About Column Information and Statistics
- Last Updated: January 7, 2016
- 4 minute read
- DataDirect Connectors
- JDBC
- MongoDB 6.0
- Documentation
Column information and statistics are based on the number of rows sampled. The
default sample size is set to 1000 rows. You can
adjust the sample size by specifying a different number of rows for the
ColumnDiscoverySampleSize value in the ConfigOptions connection property. Refer to
"Connection Property Descriptions" in your driver documentation for details on
setting this and other options.
When the sample size is less than the total number of rows in a table,
statistics are based on the sample and not all the values in the table. For example, the
table RESIDENTS has 20,000 rows of data. If the sample size
is 5000 rows, statistics are based on the first 5000 rows of data returned. Statistics are
not collected on the remaining 15,000 rows of data. In turn, when the sample size is equal
to or greater than the number of rows in a table, statistics are based on all the rows
within the table.
Information and Statistics Displayed in the Column Information Pane
- Data Type is the name of the native data type. (Refer to "Data Types" in the driver documentation for information on supported data types.)
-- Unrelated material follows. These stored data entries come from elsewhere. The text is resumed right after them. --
PR #41, opened 2015-04-04
Extract String() method from MarshalJSON [fixed]

corny:
This makes it possible to retrieve the name without marshalling the struct to JSON.

`x.String()` works better than `string(x)`


dadrian:
It looks like this PR contains some of the CertificateFingerprint changes, can you rebase it on top of latest master?

corny:
Done

dadrian:
Thanks!

corny:
I also have to say thank you for this great piece of software!
I am writing on my thesis and use it to do research on TLS certificates of mail servers.

PR #42, opened 2015-04-05
Gracefully handle negative serial numbers

corny:
According to https://tools.ietf.org/html/rfc5280#section-4.1.2.2
```
Non-conforming CAs may issue certificates with serial numbers
that are negative or zero.  Certificate users SHOULD be prepared to
gracefully handle such certificates.
```
This issue is also addressed by https://github.com/golang/go/issues/8265

From 208314 hosts 662 were affected by this problem. Some examples:
* 93.57.50.24
* 123.100.249.85
* 202.43.34.79


dadrian:
I'm all for making our certificate parsing more lenient, but do we know how this change interacts with the rest of the library?

corny:
At least for me it works after this change.
There are only few lines of code that deal with the `SerialNumber`.

PR #44, opened 2015-04-06
Refactor fingerprint creation

corny:


dadrian:
Is there a reason the slices passed by pointer to the Fingerprint() functions?

corny:
Is `[]byte(in.Raw)` really a slice? I want to avoid call by value and I am not sure if I need pointers in this case.

dadrian:
`in.raw` is already a byte slice, so you should just be able to pass it directly without even calling `raw := []byte(in.Raw)`. 

Also, all of the hash libraries still need to be imported for side-effects so that `crypto.RegisterHash` is called for each hash function used during the verification process, e.g.

```
import _ "crypto/md5"
```

corny:
I updated my pull request. I also:
* renamed String() to Hex()
* added SHA512Fingerprint() for future use

dadrian:
Thanks!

- Max Display Length is the longest value found
in a column within the sample. For example, in a sample of the column
LAKES, the valuesJordanandDurgam Cheruvuare found. In this scenario, the maximum display length would be 14. - Min Array Size is the minimum number of
elements found in an array. For example, in a sample of the column
EMAIL, the Schema Tool finds 2 email addresses in one row and 5 email addresses in another. The Min Array Size would be 2. - Max Array Size is the maximum number of
elements found in an array. For example, in a sample of the column
EMAIL, the Schema Tool finds 2 email addresses in one row and 5 email addresses in another. The Max Array Size would be 5. - Occurrences/Density displays:
- The number of rows within the sample size containing a column value as the given data type (occurrences)
- The percentage of rows within the sample size containing the column as a given data type (density)
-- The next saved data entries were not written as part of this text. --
PR #46, opened 2015-04-09
Provide more validation errors

corny:
This pull request is not intended to be merged (yet).

A certificate might be invalid for several reaons. I think it is useful to get to know them all.
My pull request modifies the validation methods to return multiple errors instead of only the first one.
It would also be nice to get messages that are easier to parse. How could we achieve that?

### DIFF
--- a/ztools/x509/json.go
+++ b/ztools/x509/json.go
@@ -89,11 +89,11 @@ type jsonTBSCertificate struct {
 }
 
 type jsonSignature struct {
-	Value           []byte `json:"value"`
-	Valid           bool   `json:"valid"`
-	ValidationError string `json:"validation_error,omitempty"`
-	Matches         *bool  `json:"matches_domain"`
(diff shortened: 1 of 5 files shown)


dadrian:
I think it probably makes more sense to encapsulate all the errors in a single custom error struct. This object may contain a `[]string`. Then we define an encoding of that error object to JSON. In this way, functions that call validate can stay the same, but the error will be more informative when it's encoded.

zakird:
What's the status of this pull request? It looks like it's been open for nearly a year now.

dadrian:
Our validation is better now than it was; and we're able to discern between "some error" and "name mismatch" correctly now. The `validation_error` string is reasonably descriptive, and will contain the first (non-name) error encountered.

zakird:
I'm going to close this at this point then. We can reopen if needed.

corny:
It's outdated. Thanks for closing.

How Sample Size Affects Occurrences/Density
- In a scenario where the sample size has been set to
5000, the first 5000 rows of the columnEMAILcontain 1000 occurrences of the Array data type and 3000 occurrences of the String data type. When theEMAILcolumn is selected, the Density/Occurrences values forARRAYwould appear as1000 (20.00%)while the values forSTRINGwould appear as3000 (60.00%). - In a scenario where the sample size has been set to
10000rows, the columnNAMESis selected from a table with 8000 rows. In this case, column statistics are based on all the data in the column. If 2000 String data types are discovered, the Occurrences/Density values would appear as2000 (25.00%). In turn, if 4000 Object data types are discovered, the Occurrences/Density values would appear as4000 (50.00%).
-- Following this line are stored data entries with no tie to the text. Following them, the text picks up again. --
PR #47, opened 2015-04-09
Backport x509 changes from the Go repository

corny:
I copied all files from the go/x509 directory to ztools/x509 and commited changes are not specific to zgrab.


ztools/x509/cert_pool.go
```diff
@@ -77,14 +77,13 @@ func (s *CertPool) AddCert(cert *Certificate) {
 }
 
 // AppendCertsFromPEM attempts to parse a series of PEM encoded certificates.
-// It appends any certificates found to s and returns true if ALL certificates
```
dadrian: We actually made this change ourselves, to make the function be more strict when loading in a Root CA file.

corny: Ok, so only the `cert_pool.go` need to keep untouched?

dadrian: If there were other changes, that's fine. I just want to make sure this function keeps our modified semantics.

corny: I reverted my changes of this function and added a `added by zgrab` notice to line.

corny:
Has anything to be done before you can merge this pull request?

dadrian:
Sorry, I'm just running behind on this. I'll try to get this merged later today.

corny:
Don't hurry - I just wanted to know if there is anything I should do.

dadrian:
Not off the top of my head. I just need to sit down and make sure the changes don't interact with anything we do in an unexpected way.

dadrian:
I started going through this a bit more. First off, we should make sure not to commit any files that are created automatically by go generate (e.g. `root_darwin_arm.go`).

Also, what git revision or go release did you pull these changes from?

corny:
I used the latest version from: https://github.com/golang/go/blob/88399b2e4662ad5a8ca8dc50c5d60fbe42d86396/src/crypto/x509/x509.go

As far as I understand the `root_darwin_arm_gen.go` it is a simple program that generates the `root_darwin_arm.go`. They are both in the go repository: https://github.com/golang/go/tree/88399b2e4662ad5a8ca8dc50c5d60fbe42d86396/src/crypto/x509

How Sample Size Affects Mapping
Sample size affects column information as well as column statistics. For example, if the Schema Tool discovers that all the sampled rows in a column have the Double data type, that data type is mapped as Double in the relational view of the table. In contrast, if the Schema Tool discovers a column with multiple data types within the sampled rows, the SQL type is determined by the combination of data types detected within the column. For details, see "Default Mapping of Columns with Inconsistent Native Data Types."
Column Size for Varchar
For columns mapped to Varchar, the driver truncates values that exceed the column size defined for the column when constructing the relational map of your data. For example, if you have a column with a defined column size of 150 that contains a value with 200 characters, the driver returns only the first 150 characters of that value.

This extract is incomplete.